Functions

[gene]

Ok. Let's say that there is a given function y=f(x)

And if your inverse of f(x) is exactly the same as f(x). What can you say about the symmetry of the graph of f(x)?

[Firedragon52]

Ok. Let's say that there is a given function y=f(x)

And if your inverse of f(x) is exactly the same as f(x). What can you say about the symmetry of the graph of f(x)?

When you say "inverse" do you mean y = 1/f(x) or (1/y) = f(x)?

[gene]

it is f^(-1) (x)

[gene]

the original equation is y=f(x)

 

but the inverse, which is supposedly suppose to reflect in the y=x line, happens to be y=f(x)

[Firedragon52]

it is f^(-1) (x)

So you're saying (1/f(x)) = f(x)? Sorry, I just want to make sure I understand you.

[gene]

Yup. the question appears so.

[Firedragon52]

Gee, thats strange. Unless that answer is always one, I don't see how (1/f(x)) = f(x). I think I'll leave this problem to a mathematician. Sorry...

[gene]

Thanks anyway.
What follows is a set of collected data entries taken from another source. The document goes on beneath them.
PR #186, opened 2020-05-19
official 3.0 release

jsn1993:


pymtl3/passes/autotick/OpenLoopCLPass.py
```diff
@@ -20,27 +20,29 @@
...
 class OpenLoopCLPass( BasePass ):
   def __init__( self, print_line_trace=True ):
-    self.line_trace_on = print_line_trace
+    self.print_line_trace = print_line_trace
 
   def __call__( self, top ):
     if not hasattr( top._dag, "all_constraints" ):
       raise PassOrderError( "all_constraints" )
 
     top._sched = PassMetadata()
```
ptpan, line 39: Just leave this as a TODO: i think our goal is still to get rid of the `PassMetadata` and turn to use metadata APIs? One possible way to do this is to have all passes that have to communicate through the `_sched` and `_sim` namespace inherit from a dummy base pass that defines the necessary metadata. See https://github.com/pymtl/pymtl3/blob/a3d5a512d57969e1f37f1eecbb0c8e438079c88b/pymtl3/passes/rtlir/behavioral/BehavioralRTLIRGenL1Pass.py#L45

pymtl3/passes/sim/PrepareSimPass.py
```diff
@@ -0,0 +1,298 @@
...
+  def __init__( self, print_line_trace=True, reset_active_high=True ):
+    assert reset_active_high in [ True, False ]
+
+    self.print_line_trace  = print_line_trace
+    self.reset_active_high = reset_active_high
+
+  def __call__( self, top ):
+    if hasattr(top, "sim_reset"):
+      raise AttributeError( "Please rename the attribute top.sim_reset")
+    if hasattr(top, "print_line_trace"):
```
ptpan, line 38: Have we decided to rename `line_trace` to `print_line_trace`?

pymtl3/passes/autotick/OpenLoopCLPass.py
jsn1993: Yes we will transition to APIs for sim and such. It's just that for _sched and _sim I haven't decided if we need to use a bass schedule pass or something else to store common metadata keys ...

pymtl3/stdlib/test/test_sinks.py
```diff
@@ -9,7 +9,7 @@
 """
 
 from pymtl3 import *
-from pymtl3.stdlib.ifcs import RecvIfcRTL, RecvRTL2SendCL, enrdy_to_str
+from pymtl3.stdlib.ifcs import RecvIfcRTL, RecvRTL2SendCL
```
ptpan, line 12: We talked about the plan of moving `stdlib.test` to `stdlib.test_utils` or whatever we feel is appropriate because `test` sounds like it is the directory for test cases?

jsn1993: i forgot about that. Thanks for the reminder. Let me fix them.

pymtl3/passes/sim/PrepareSimPass.py
jsn1993: I haven't changed the line_trace convention. The print_line_trace function is a generated function that calls line_trace .

setup.py
```diff
@@ -77,9 +75,9 @@ def get_long_description():
 
   package_data={
     'pymtl3': [
-      'passes/backends/verilog/import_/verilator_wrapper.c.template',
-      'passes/backends/verilog/import_/verilator_wrapper.py.template',
-      'passes/backends/verilog/tbgen/verilog_tbgen.v.template',
+      # 'passes/backends/verilog/import_/verilator_wrapper.c.template',
```
ptpan, line 78: Now that these templates are just importable python objects we can get rid of `package_data` here...

PR #194, opened 2020-07-11
Implement add_value_port API and fix verilator bugs and fix formatting tools

jsn1993:


.travis.yml
```diff
@@ -48,7 +48,7 @@ install:
 script:
  - autoflake --recursive --in-place --remove-duplicate-keys .
  - pyupgrade --py3-only --keep-percent-format $(find . -name '*.py')
- - isort --apply --recursive ./pymtl3
+ - isort ./pymtl3
```
ptpan, line 51: Does isort perform a recursive formatting by default now?

pymtl3/passes/adhoc_transform/AddDebugSignalPass.py
```diff
@@ -0,0 +1,42 @@
...
+
+from pymtl3.dsl import Component, InPort, MetadataKey, OutPort
+from pymtl3.passes.BasePass import BasePass
+
+
+class AddDebugSignalPass( BasePass ):
+
+  debug_pins = MetadataKey(set)
+
+  def __call__( self, top, signal_names ):
```
ptpan, line 22: In this case you cannot `s.apply` the `AddDebugSignalPass` because it requires an extra argument to the `__call__` method... it would be nice if we can somehow make `apply` work here

pymtl3/passes/backends/verilog/import_/VerilogVerilatorImportConfigs.py
```diff
@@ -26,6 +26,12 @@ class VerilogVerilatorImportConfigs( BasePassConfigs ):
     # Enable verbose mode?
     "verbose" : False,
 
+    # Trade off compilation time for fast simulation performance?
+    # controls: vl_opt_level, vl_unroll_count
+    "fast": False,
```
ptpan, line 31: How about `optimized_c_compilation` or something similar?

pymtl3/dsl/Component.py
```diff
@@ -714,19 +723,113 @@ def replace_component_with_obj( top, foo, new_obj, check=True ):
...
+  def add_connection( top, o1, o2 ):
+
+    # Currently only support connecting signals
+
+    top._check_called_at_elaborate_top( "add_connection" )
+    if isinstance( o2, Connectable ): o1, o2 = o2, o1
+
+    assert isinstance( o1, Connectable ), "Cannot connect two non-connectable objects"
+
+    assert isinstance( o1, Signal ), "Currently only support connecting signals/constants"
```
ptpan, line 751: I wonder if it is possible (eventually) to connect a lambda block to a signal.. it's basically adding another concurrent process to the component and I'm sure designers will appreciate this post-elaboration flexibility.

.travis.yml
jsn1993:
```

5.0.0 Penny - July 4, 2020
Breaking changes:
...
--recursive option has been removed. Directories passed in are now automatically sorted recursive.
--apply option has been removed as it is the default behaviour.
...
```

pymtl3/dsl/Component.py
jsn1993: This is a very good point. The question is there is no "s" to catch. Basically we need the user to provide raw string as source code.

pymtl3/passes/adhoc_transform/AddDebugSignalPass.py
jsn1993: I agree. I didn't find a good solution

That qn came out for my exams.

[matt grime]

No, the inverse function is not 1/f.

 

If f is its own inverse (NOT RECIPROCAL) and you know the graph of f inverse is the graph of f reflected in the line y=x, then surely you can see that the graph of f must be unchanged afer reflection in that line.

[bloodhound]

the map f(x)->x from R to R is the only map which is self inverse

[gene]

No' date=' the inverse function is not 1/f.

 

If f is its own inverse (NOT RECIPROCAL) and you know the graph of f inverse is the graph of f reflected in the line y=x, then surely you can see that the graph of f must be unchanged afer reflection in that line.[/quote']

 

I'm not really sure of f inverse means 1/f. I don't really get you. Because apparently, the graph is not reflected that all.

 

Try this eqn.

 

y= (3x+11)/(x-3) , x is not 3.

 

if you find its inverse. You would get the exact same eqn.

[Primarygun]

Is the graph of the function inverted? Reflected in x or y axis or both?

[gene]

inverse functions reflect in the y=x .

 

No graph was given.

[matt grime]

If a function is self inverse then its graph is invariant under reflection in the line y=x. That IS the answer to your question.

 

And for whoeever said that f(x)=x is the only self inverse function, can I suggest f(x)=-x, or f(x)=1-x, or how about f(x)=2-x. Spotting a pattern? What about all the graphs of these? They're all invariant under reflection in the line y=x.

[gene]

Oh... it sounds like a great answer. Thanks.

[bloodhound]

 

And for whoeever said that f(x)=x is the only self inverse function' date=' can I suggest f(x)=-x, or f(x)=1-x, or how about f(x)=2-x. Spotting a pattern? What about all the graphs of these? They're all invariant under reflection in the line y=x.[/quote']oops sorry mate. i just remember doing group isomorphisms, and something about identity maps being self inverse, so i assumed (hastily) that it was the only one with that property

[matt grime]

The set of maps from R to R isn't a group under composition though, and even if it were there are still elements that square to the identity (if G is finite and |G| is even there are always non-identity elements that square to the identity).

[bloodhound]

ok , ill take your word for it. i am still a lilttle bit behind on my linear algebra module. probably the hardest module this term

[matt grime]

Well, why take my word for it? Let's prove it: if f(x) = 1 for all x, what is f^{-1}, the nominal inverse function? A function is invertible iff it is bijective. So obviously it fails to be a group.

 

If G is a finite group with even order, let S be a Sylow 2 subgroup. Let v be any non-identity element in S, then v has even order, say 2*r for some r. Then v^r has order 2.

[bloodhound]

lol. when i said ill take ur word for it i meant i am not up for that yet.

 

What is a sylow 2 subgroup by the way?

[matt grime]

Ah, that makes it a little harder then. Let G be any group, and suppose |G|=m.p^r, where p is a prime, and p doesn't divide m. Then G has a subgroup of order p^r called the Sylow p-subgroup. In fact it has potentially several of them, but the number of them satisfies a rule I can't recall precisely, they're all conjugate, and any subgroup of order p^s for some s is contained in some Sylow subgroup.

[bloodhound]

wow. thats a well amazing result.

[matt grime]

It is very strong, and very useful, though from what I recall it also doesn't have a proof that's at all worth memorizing, but it turns out to be very important in lots of areas.

[indignity]

the inverse is the opposite reciprocal... -1/f(x)

[matt grime]

erm, in what sense is the inverse of a functio the opposite of the reciprocal? The inverse of x^2 as a function from R+ to R+ is not -1/x^2 is it?